Total: about 1,500 lines of TypeScript, a 180-line demo app, and a 300-line model bootstrap script. From zero to working browser TTS in an afternoon.
How It Works
The core API ended up clean:
const tts = await KittenTTSWeb.create({
modelRepo: "KittenML/kitten-tts-nano-0.8-int8",
executionProvider: "wasm",
phonemizerMode: "espeak"
});
const pcm = await tts.generate("Hello world!", {
voice: "Jasper",
speed: 1.0
});
playAudioPcm(pcm, 24_000);
Under the hood, generate() chunks the text into sentences, runs each through
eSpeak WASM to get phonemes, maps those to token IDs, picks the right voice
style vector from the loaded embeddings, and feeds everything to the ONNX model.
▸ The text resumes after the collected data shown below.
PR #2595, opened 2026-07-13
SY-4484: Task Autosave with Deploy-on-Start RFC

emilbon99:
# Issue Pull Request

## Linear Issue

[SY-4484](https://linear.app/synnax/issue/SY-4484)

## Description

Adds RFC 0057, which splits saving a task config from deploying it to the Driver so the Console can autosave task forms:

- The task's single `config` field becomes an autosaved draft. The Driver stops reconfiguring on `sy_task_set` (set events become a metadata-only refresh, fixing rename-restarts-task), and the `start` command absorbs deployment via a hash comparison against the live instance's config. Drift is derived from a Driver-reported hash and rack in status details, with no new commands, endpoints, or snapshot fields.
- The Core assigns the config hash on every write and persists it on the task, so no client ever hashes and the drift signal rides the metadata event without the config.
- Autosave is made safe by a two-tier schema: a lax shape schema that lets an incomplete draft persist, and a strict deploy schema validated when the user presses play.
- Task keys migrate from rack-encoded uint64s to UUIDs with `rack` as a plain field, so drafts can be created instantly without a rack and rack moves become field writes handled through the same drift and redeploy flow.
- Console task tabs move from view tabs to resource tabs with a create-then-open flow, deleting the unsaved-task sentinels, the persisted-transition args rewrite, and the dual-mode tab name logic.
- Arc converges on the same pattern through a Core deploy endpoint and a semantic program hash stamped into the task config, with no Driver changes.

The RFC is written against the shipped implementation in #2603, #2604, #2605, and #2663, and it follows the conventions recorded in `docs/tech/rfc/CLAUDE.md`.

## Basic Readiness


emilbon99:
@greptile-apps review

docs/tech/rfc/0056-260713-task-draft-deploy.md
```diff
@@ -0,0 +1,433 @@
...
+
+```
+task.config_hash != status.details.config_hash
+```
+
+The hash is content-addressed, so a no-op save never false-positives and an undone edit
+restores the original hash.
+
+Nothing else can hash the config correctly: it is a decoded map at every hop, never
+bytes (core stores `json.Marshal` output, the C++ driver gets a protobuf `Struct`,
```
pjdotson: can you fix the capitalization everywhere

docs/tech/rfc/0056-260713-task-draft-deploy.md
```diff
@@ -0,0 +1,433 @@
...
+clients get JSON or msgpack), so a client-side hash needs a byte-for-byte
+canonicalization in four languages. The TypeScript client cannot even see what core
+stored: zod parsing injects defaults and strips unknown keys. Hashing once, where the
+config is written, avoids all of it.
```
pjdotson: Note that your hashing function will need to hash equivalent JSON deterministically, e.g. make sure that `{"key1": 1, "key2": 2}`, and `{"key2": 2, "key1": 1}` both hash to the same value.

docs/tech/rfc/0056-260713-task-draft-deploy.md
```diff
@@ -0,0 +1,433 @@
...
+
+The gate lives in the integrations: each already writes its own configure statuses, so
+each decides when to stay silent. A configure driven by a pending start or an
+`auto_start` config reports; a bare boot configure logs. An auto-start task with an
+unfinished draft still errors at boot; separating drafts from deployable configs is
+deferred to section 8.
+
+## 3.5 - Drift is a running-task concept
+
+A stopped task has no live instance, hence no authoritative hash and no drift. Nothing
```
pjdotson: To understand this more, the Driver basically has two things:

1) Task bootup, e.g. parsing the config into a different shape, applying defaults.
2) Task running

And when the Driver gets a start command, it will compare the new config hash against the old, if they are the same move directly to `2`, otherwise it runs both 1 and 2?

docs/tech/rfc/0056-260713-task-draft-deploy.md
```diff
@@ -0,0 +1,433 @@
...
+pretending otherwise.
+
+## 3.2 - Start means deploy
+
+`start` becomes: fetch the task, compare its `config_hash` against the hash the running
+instance was built from, and
+
+- if no instance exists or the hashes differ: rebuild from the fresh config (the
+  existing `CONFIGURE` path), then start.
+- if the hashes match: start the existing instance, as today.
```
pjdotson: So what is the difference between starting a task and resuming a paused task?

docs/tech/rfc/0056-260713-task-draft-deploy.md
```diff
@@ -0,0 +1,433 @@
...
+This RFC splits the two:
+
+1. Drivers stop configuring on `sy_task_set`; the set event becomes a metadata-only
+   refresh, so renaming no longer restarts a task.
+2. The `start` command absorbs deployment: the driver fetches the task, compares its
+   `config_hash` against the running instance's hash, and rebuilds from the fresh config
+   when they differ or no instance exists.
+3. Core hashes `config` on every write into `config_hash`; the driver echoes the hash
+   its instance was built from in every status. Drift is
+   `task.config_hash != status.details.config_hash`; no client ever hashes.
```
pjdotson: Will the config hash be stored in Gorp? If the config hash is just computed data from the config why would we duplicate storing it?

pjdotson (changes requested):
This PR needs info about how it reacts with the auto start button as well. That is just ignored except for on Driver bootup?

docs/tech/rfc/0056-260713-task-draft-deploy.md
emilbon99: *Emiliano + Claude: generated reply from our review session.*

Done. The RFC now follows `docs/tech/rfc/CLAUDE.md`, which landed in #2664 after this branch was cut: the Core, the Driver, the Console, Pluto, Gorp, Oracle, Arc, and Zod are capitalized throughout, and "server" is now "the Core".

The rest of the conventions came along with it: the file is renamed `0057-task-autosave-deploy-on-start.md` (no date, and 0056 was taken by #2673), the front matter is the author/date/related bullet list, headings are hierarchical and numbered from zero, and citations are `§4.2` rather than "section 4.2".

docs/tech/rfc/0056-260713-task-draft-deploy.md
emilbon99: *Emiliano + Claude: generated reply from our review session.*

Good catch, and it holds. `hashConfig` (`core/pkg/service/task/hash.go`) marshals the decoded config map with `encoding/json`, which sorts map keys at every level, so `{"key1": 1, "key2": 2}` and `{"key2": 2, "key1": 1}` produce identical bytes and identical hashes. Arrays keep their order, which is what we want since order is meaningful in a config.

The RFC did not state this, so §4.4 is now a section on exactly that property, including the one failure mode: a config that cannot be JSON encoded, such as a NaN or infinite float arriving over msgpack, fails the write rather than hashing to something arbitrary.

Worth adding that this is only safe because the hash is computed in one place. The earlier design had all four languages hashing, which is where equivalent-JSON agreement gets genuinely hard, and it is why we moved it into the Core.

docs/tech/rfc/0056-260713-task-draft-deploy.md
emilbon99: *Emiliano + Claude: generated reply from our review session.*

Yes, that is exactly it. Configure parses the config, applies defaults, and builds the live instance; run executes it. On a start the Driver compares the stored `config_hash` against the hash the live instance was built from: equal means go straight to (2), different or no instance at all means (1) then (2).

Your framing was clearer than the RFC's, so I took it: §3 is a new vocabulary section defining configure, run, deploy, live instance, and drift, and §4.1 states the two-phase model and the gate before §4.2 gets into the command.

One case worth naming: a snapshot task ignores start outright, since its config is a frozen record rather than a deployable one.

docs/tech/rfc/0056-260713-task-draft-deploy.md
emilbon99: *Emiliano + Claude: generated reply from our review session.*

There is no resume, and that is the point of the design rather than an omission. The wire carries `start` and `stop` only. The Console's pause icon sends `stop`, and the Driver keeps the live instance rather than destroying it, so the next `start` against an unchanged config runs that same instance. A resume is precisely the hash-matched branch of start, so it needs no second command.

This is now written out in §3, and it also resolves what was open question 2 in the old draft (whether the instance is retained after stop). It is retained, recorded in §9.1.

docs/tech/rfc/0056-260713-task-draft-deploy.md
emilbon99: *Emiliano + Claude: generated reply from our review session.*

Yes, it is a persisted field on the task row, written by `task.Writer` on every write and ignored on writes from clients. You are right that it is derived data, so the RFC now argues the case explicitly in §4.3 instead of assuming it. Three reasons:

- `sy_task_set` strips `config` (§4.9), so the stored hash is the only drift signal the metadata event can carry. Deriving it on read would force every listener to fetch the full config on every rename.
- The value has to be comparable against a hash the Driver writes into its status. Storing a server-assigned string is what lets the Core and the Driver agree without four languages agreeing on an algorithm.
- Snapshots keep their captured hash. `Writer.Create` carries `existing.ConfigHash` forward with the config it preserves, so a snapshot's identity does not shift when the live task is edited.

The cost is one 16-character string per row.

emilbon99:
*Emiliano + Claude: generated reply from our review session.*

On auto start: your read is right, and §4.6 is a new section on it. `auto_start` is a per-task config field, not a control, so nothing about it changes shape here. What changes is how often it can fire. Configure used to run on every save, so toggling auto start took effect on the next save. Configure now runs only at boot and at start, which leaves it exactly one job:

- **At boot**: the task is configured, started, and reported on, including configuration failures. Unchanged.
- **After boot**: nothing. A start command already runs the task, so the auto-start branch and the start command arrive at the same place.

The one consequence worth knowing is that auto start is config like any other field, so flipping it autosaves and re-hashes. Flipping it on a running task drifts that task and raises the redeploy control; flipping it on a stopped task takes effect at the next boot.

I also went back over the whole document against what actually shipped in #2603, #2604, #2605, and #2663, and fixed the places where it had drifted from the implementation:

- **The two-tier form schema was missing entirely**, which is the load-bearing piece of the autosave story. The shape schema stays lax so drafts persist mid-typing; a separate strict `deployConfigZ` runs at deploy, with warning-variant issues rendering and everything else blocking the start. §6.0 covers it, along with the real deploy pipeline order.
- **Ontology placement was wrong.** The RFC said drafts parent under a Tasks group and reparent under the rack. We ship every task under one cluster-level Tasks group with no rack edges at all, which is cleaner: a rack change moves no relationships. §6.5 rewritten.
- **Arc was listed as future work** and is now built, so §6.6 covers the Core deploy endpoint, the semantic program hash, and the editor convergence.
- **Rollout was understated.** Three migrations, not two, and the tab migration is a separate pass consuming a staged legacy-to-UUID map rather than an extension of the project-layout conversion. Phases now map to the four PRs.
- **Driver behaviors the RFC never mentioned**: snapshot tasks ignore start, and a command for an unknown key only warns after confirming the task belongs to this rack.
- **Old open questions 1 through 3 are answered** from the implementation in §9 (starts are not coalesced, the instance is retained after stop, a rack move does not wait).

One gap I found rather than fixed, now §11.0: the RFC claimed a rackless start fails with a clear error. It does not. Commands are broadcast and the Core does not validate them, so a start for a task with rack 0, or for a rack whose Driver is offline, is simply unclaimed and returns no status at all. The Console dodges the first case because `onConfigure` resolves a rack before sending the start, but move a task to a disconnected rack and press play and nothing happens, silently. Options are a Core-side rejection on rack 0, a Console-side block, or a client-side timeout that reports the command as unclaimed. Happy to take your preference.

Also note the greptile P1 further up was a fair hit: boot does configure a never-started draft, so §6.0 no longer claims nothing reads it until start. §4.5 spells out that such a configure fails silently by design.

The output chunks get concatenated (with some tail trimming to avoid artifacts)
into a single Float32Array of 24 kHz audio.
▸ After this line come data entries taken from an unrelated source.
PR #2599, opened 2026-07-14
(K) SY-4490: Serve Core on Multiple Ports with Per-Listener Certificates

emilbon99:
# Issue Pull Request

## Linear Issue

[SY-4490](https://linear.app/synnax/issue/SY-4490)

## Description

Implements RFC 0044: a Core node can now serve its full API surface on several
listeners at once, each with its own address and TLS certificate. Single-listener
behavior is unchanged.

**Certificate sources.** A new `cert.Source` interface (matching the crypto/tls
`GetCertificate` callback) resolves the certificate a listener presents during the
handshake. Three implementations:
- `file` — serves a cert/key PEM pair, hot-reloading on modtime change so rotation
  needs no restart.
- `auto` — self-signs from the built-in CA, deriving SANs from the listener address.
- `tailscale` — defers to the local tailscaled daemon. It lives in its own subpackage
  (`pkg/security/cert/tailscale`) and registers through `cert.RegisterSource`, so the
  base package never imports it.

**Security provider split.** The node-wide TLS policy and outbound peer identity stay
on `Provider`; the per-listener inbound certificate is a `cert.Source`. `TLS()` is
replaced by `TLSConfigFor(src)` (per-listener inbound) plus `NodeClientConfig()` (node
outbound dialing).

**Server.** `server.Config` now takes `[]server.Listener{Address, TLS}`. `start()`
builds one cmux tree per listener; every branch (gRPC, Fiber, redirect) binds to all of
them. `SimpleHTTPBranch` was made N-listener-safe (its single-slot stop channel would
have deadlocked with multiple serve goroutines).

**Configuration.** `--listen` is now polymorphic: a scalar address (the existing form,
mapped to a file source over the node cert paths, advertised) or a list of listener
objects, each with an `address`, a `cert` block (`source`/`cert`/`key`), and optional
`advertise`/`name`. Validation enforces the RFC rules: at most one advertised listener,
unique addresses, resolvable source per listener in secure mode, file needs cert+key,
auto/tailscale must not set them. A listen list may not be combined with the global
node-cert flags (`--auto-cert`, `--node-cert`, `--node-key`); `--certs-dir` and the
`--ca-*` flags stay legal since they still locate the cluster CA and node identity.

Exactly one listener is advertised to the cluster and used as the driver address
(first listener when none is explicitly marked).

### Dependency note

The `tailscale` source pulls `tailscale.com v1.100.0` into `core`, adding ~18 indirect
modules. These come from the thin `client/local` LocalAPI socket client only — the
heavy wireguard/ebpf/wintun deps are pulled during `go mod tidy` graph resolution but
do **not** land in the final build graph. Flagging for reviewer awareness since it is a
non-trivial addition to the server module.

## Basic Readiness

<h3>Greptile Summary</h3>

This PR lets Core serve the full API from multiple listeners. The main changes are:

- Per-listener address and certificate configuration.
- File, auto, and Tailscale certificate sources.
- Separate inbound listener TLS and outbound node TLS settings.
- Multi-listener server startup and shutdown handling.
- CLI and production docs for the new listener format.

This looks safe to merge.

| Filename | Overview |
|----------|----------|
| core/cmd/listener/listener.go | Adds listener parsing, validation, certificate source resolution, and advertised listener selection. |
| core/pkg/security/secure.go | Splits inbound listener TLS from outbound node TLS and adds advertised certificate verification. |
| core/pkg/security/cert/tailscale/tailscale.go | Adds a Tailscale-backed certificate source with configured-host fallback for empty SNI. |
| core/pkg/server/server.go | Updates server startup to bind and serve the same branches on multiple listeners. |
| core/pkg/server/simple_http.go | Updates the simple HTTP branch shutdown path for multi-listener serving. |

1. `core/pkg/security/cert/tailscale/tailscale.go`, line 1630-1633 ([link](https://github.com/synnaxlabs/synnax/blob/4bf04ee3bf9b7b506b3b11fdda1b4422981ce8f6/core/pkg/security/cert/tailscale/tailscale.go#L1630-L1633)) 

   <a href="#">P1</a> <a href="#">security</a> **Wrong SNI Persists**

   This fallback only handles clients that omit SNI. If a client connects to the listener by `localhost`, an IP address, a short hostname, or another non-Tailscale name, `hi.ServerName` is non-empty and this code passes that value through to tailscaled instead of using the configured listener host in `s.host`. Tailscaled then looks up a certificate for the wrong name, so the TLS handshake can still fail even though the listener was configured with the correct Tailscale address.
</details>

<sub>Reviews (6): Last reviewed commit: ["Assert each cert source satisfies cert.S..."](https://github.com/synnaxlabs/synnax/commit/516faecaadf5174cf4037e9a8e373f4d05b586c1) | [Re-trigger Greptile](https://app.greptile.com/api/retrigger?id=44187108)</sub>

**Context used:**


emilbon99:
@greptileai re-review

core/pkg/security/cert/tailscale/tailscale.go
```diff
@@ -0,0 +1,34 @@
...
+	"tailscale.com/client/local"
+)
+
+func init() { cert.RegisterSource(cert.SourceTypeTailscale, newSource) }
+
+// source serves certificates from the local tailscaled daemon. The daemon fetches and
+// caches them, so GetCertificate defers entirely to it.
+type source struct{ client local.Client }
+
+func newSource(cert.SourceConfig) (cert.Source, error) { return &source{}, nil }
```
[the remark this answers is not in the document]
emilbon99: The address isn't dropped. `NewSource` captures it as `s.host` (`host: cfg.Address.Host()`), and `GetCertificate` falls back to it when the ClientHello carries no SNI. The `source_internal_test` specs pin both the empty-SNI fallback and the non-empty passthrough.

The residual concern, a client dialing by IP, `localhost`, or a short hostname, is inherent to Tailscale certificates rather than something this constructor can fix. The certificate is issued by a public CA keyed to the node's tailnet FQDN, and TLS verification happens client-side against the name the client actually dialed. If a client dials a non-FQDN name, forcing the SNI to the configured host would make tailscaled serve the FQDN cert, which the client then rejects on a name mismatch. So overriding a non-empty SNI cannot rescue that client; it can only break a legitimate handshake that stated a different valid name. Those clients have to dial the `ts.net` FQDN regardless of what the server presents.

Honoring a non-empty SNI as-is, and backfilling the configured host only when SNI is absent, is therefore the correct behavior. That contract is now documented on `GetCertificate`.

emilbon99:
@greptileai re-review

core/cmd/start/listener.go
```diff
@@ -0,0 +1,189 @@
...
+		return
+	}
+	advertised := listeners[0]
+	for _, l := range listeners {
+		if l.advertise {
+			advertised = l
+			break
+		}
+	}
+	v.Ternary(
```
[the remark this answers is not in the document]
emilbon99: Fixed in 6a568b157d. Added Provider.VerifyClusterCert, which verifies the leaf against the cluster CA pool; Configs.Resolve now runs it on the advertised listener (only), so a file listener advertising a non-cluster cert fails startup with a clear error instead of breaking gossip at peer-dial time.

core/pkg/security/cert/tailscale/tailscale.go
```diff
@@ -0,0 +1,67 @@
...
+// Factory builds tailscale sources.
+type Factory struct{}
+
+var _ cert.SourceFactory = Factory{}
+
+// Type implements cert.SourceFactory.
+func (Factory) Type() string { return SourceType }
+
+// NewSource implements cert.SourceFactory.
+func (Factory) NewSource(cfg cert.SourceConfig) (cert.Source, error) {
```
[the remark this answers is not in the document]
emilbon99: Fixed in 6a568b157d. tailscale.NewSource now rejects a listener with an empty host.

emilbon99:
@greptile-apps review

core/pkg/security/secure.go
```diff
@@ -68,10 +68,37 @@ var defaultCipherSuites = []uint16{
...
+	if err != nil {
+		return err
+	}
+	leaf := c.Leaf
+	if leaf == nil {
+		if leaf, err = x509.ParseCertificate(c.Certificate[0]); err != nil {
+			return err
+		}
+	}
+	_, err = leaf.Verify(x509.VerifyOptions{Roots: p.certPool})
```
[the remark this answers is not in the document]
emilbon99: Fixed in 710b0fda26. VerifyClusterCert now takes the advertised host and passes it as DNSName to x509 Verify, so the leaf must both chain to the cluster CA and be valid for the advertised address (handles IP SANs too). Added a spec rejecting a cluster-signed cert served for the wrong host.

emilbon99:
@greptile-apps review

core/cmd/listener/listener.go
```diff
@@ -0,0 +1,254 @@
...
+// caller gates it on the insecure flag.
+func (cs Configs) ValidateAdvertiseSource() error {
+	v := validate.New("listeners")
+	if len(cs) == 0 {
+		return v.Error()
+	}
+	v.Ternary(
+		"advertise",
+		cs.advertised().Cert.Source == tailscale.SourceType,
+		"advertised listener cannot use the tailscale source; peers verify certificates against the cluster CA",
```
pjdotson: should use "Tailscale" and "Core"

core/cmd/listener/listener.go
```diff
@@ -0,0 +1,254 @@
...
+func Parse(fc cert.FactoryConfig) (Configs, error) {
+	switch v := viper.Get(FlagListen).(type) {
+	case string:
+		return Configs{scalar(v, fc)}, nil
+	case nil:
+		return Configs{scalar(viper.GetString(FlagListen), fc)}, nil
+	case []any:
+		return parseList(v)
+	default:
+		return nil, errors.Newf("[listener] - invalid listen configuration of type %T", v)
```
pjdotson: fix these bad logs

core/pkg/security/cert/source.go
```diff
@@ -0,0 +1,67 @@
...
+	FS xfs.FS
+	// Cert and Key are the PEM paths served by a file source.
+	Cert string
+	Key  string
+	// Address is the listener address. The auto source derives its SANs from it.
+	Address address.Address
+	// CertsDir and the CA paths give the auto source access to the built-in CA.
+	CertsDir   string
+	CAKeyPath  string
+	CACertPath string
```
pjdotson: might make sense to just have `KeyPath` and `CertPath` and let `cmd` figure those out from the provided `CertsDir`

core/pkg/security/cert/file/file.go
```diff
@@ -0,0 +1,116 @@
...
+
+var _ cert.SourceFactory = Factory{}
+
+// Type implements cert.SourceFactory.
+func (Factory) Type() string { return SourceType }
+
+// NewSource implements cert.SourceFactory.
+func (Factory) NewSource(cfg cert.SourceConfig) (cert.Source, error) {
+	if cfg.Cert == "" || cfg.Key == "" {
+		return nil, errors.Wrap(validate.ErrValidation, "[cert] - file source requires both a cert and a key path")
```
pjdotson: bad log

core/pkg/security/cert/file/file.go
```diff
@@ -0,0 +1,116 @@
...
+	}
+	return &c, nil
+}
+
+func (s *source) readAll(path string) ([]byte, error) {
+	f, err := s.fs.Open(path, os.O_RDONLY)
+	if err != nil {
+		return nil, err
+	}
+	defer func() { _ = f.Close() }()
```
pjdotson: should either attach or log this error

core/pkg/security/cert/tailscale/tailscale.go
```diff
@@ -0,0 +1,83 @@
...
+	}
+	return &local.Client{}
+}
+
+// NewSource implements cert.SourceFactory.
+func (f Factory) NewSource(cfg cert.SourceConfig) (cert.Source, error) {
+	if cfg.Cert != "" || cfg.Key != "" {
+		return nil, errors.Wrap(
+			validate.ErrValidation,
+			"tailscale certificate source must not set cert or key",
```
pjdotson: all tailscale logs should probably capitalize Tailscale

core/pkg/security/cert/factory.go
```diff
@@ -161,48 +162,60 @@ func (c *Factory) CreateNodePairIfMissing() error {
...
 	if err = c.writePEM(c.NodeKeyPath, keyP, false); err != nil {
 		return err
 	}
+	return c.writePEM(c.NodeCertPath, xpem.FromCertBytes(b) /* multi */, false)
+}
+
+// CreateNodeTLS signs an in-memory node certificate for the factory's hosts without
+// touching the filesystem. Used by the auto certificate source to give a listener a
+// self-signed identity derived from its own address.
+func (c *Factory) CreateNodeTLS() (*tls.Certificate, error) {
```
pjdotson: 1) receiver name should be `f`, 2) should this live in `cert` or `auto` package?

core/pkg/security/secure.go
```diff
@@ -68,10 +68,37 @@ var defaultCipherSuites = []uint16{
...
+	return p.baseTLSConfig(src.GetCertificate)
+}
+
+// NodeClientConfig implements TLSProvider.
+func (p *secureProvider) NodeClientConfig() *tls.Config {
+	return p.baseTLSConfig(p.getNodeCert)
+}
+
+// VerifyClusterCert implements TLSProvider.
+func (p *secureProvider) VerifyClusterCert(src cert.Source, host string) error {
```
pjdotson: should use Core instead of cluster everywhere this appears, are only verifying for one node

core/pkg/server/server.go
```diff
@@ -114,26 +128,39 @@ func Serve(cfgs ...Config) (*Server, error) {
...
-		if *s.Security.Insecure {
-			return s.serveInsecure(sCtx, mux)
+	opened := make([]net.Listener, 0, len(s.Listeners))
+	for _, l := range s.Listeners {
+		lis, err := net.Listen("tcp", l.Address.PortString())
+		if err != nil {
+			// Closing the opened listeners unblocks their serve goroutines; cancel then
+			// tears down the signal context so a partial bind leaves nothing running.
+			for _, o := range opened {
+				_ = o.Close()
```
pjdotson: should probably attach these as secondary errors

core/pkg/server/simple_http.go
```diff
@@ -55,19 +53,17 @@ func (h *SimpleHTTPBranch) Init(BranchContext) {
...
-	return <-h.stopErr
+	return nil
 }
 
 // Stop implements Branch.
 func (h *SimpleHTTPBranch) Stop() {
-	if h.server == nil {
-		return
+	if h.server != nil {
+		_ = h.server.Shutdown(context.TODO())
```
pjdotson: should probably log this error

pjdotson (changes requested):
Generally looks good. You should make sure to run `claude /security-review` locally in case it spots anything.

emilbon99:
@greptile re-review

pjdotson (approved):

The NPZ parser was probably the most interesting piece — it's a full
runtime implementation of NumPy's binary format in TypeScript, handling variable
header sizes, multiple data types, and alignment edge cases. All so we can load
voice embeddings that the Python version reads with a one-liner np.load().
What Codex Got Right (and Wrong)
Codex nailed the structural port. The module decomposition, TypeScript types, ONNX Runtime integration, and even the NPZ binary format parsing were solid on first pass. The initial scaffold was genuinely impressive — 2,300 lines of reasonable code in one shot.
It was even able to iterate to match Python behavior in an exact manner. Text preprocessing edge cases, the precise token boundary markers ([0, ...ids, 10, 0]). On first run it sounded quite weird, so I asked about it and it gave me a bunch of possible reasons (missing punctuation and number support), but identifying the missing eSpeak WASM module (one of its hypotheses) was quite easy, and it pretty much steamrolled from that point onwards as well to a working demo.
I was quite impressed how Codex wrote its own plan first, and actually a bit flabbergasted when after a few "Can you start implementing this" / "Continue with the next phase" prompts I checked how far it had gone and realized there is a semi-working demo. :open_mouth:
Try It Yourself
The project is at https://github.com/jokkebk/KittenTTS-JS. To run the demo locally:
git clone https://github.com/jokkebk/KittenTTS-JS
cd KittenTTS-JS
pnpm install
pnpm init:models
pnpm demo
Then open http://localhost:5173/demo/index.html. Pick a voice (Bella, Jasper,
Luna and others), type something, and click Generate. Both int8 quantized and
fp32 models are supported, and you can switch between WASM and WebGPU execution
providers if your browser supports it.
The model download is about 25 MB on first load, cached by the browser after that. Generation takes a few seconds for a sentence on WASM — not instant but perfectly usable.
Notice: The port was done with OpenAI Codex 5.3. Codex analyzed the Python codebase, wrote the implementation plan, and produced the bulk of the code. I steered and did integration work. This blog post was drafted with Claude Code.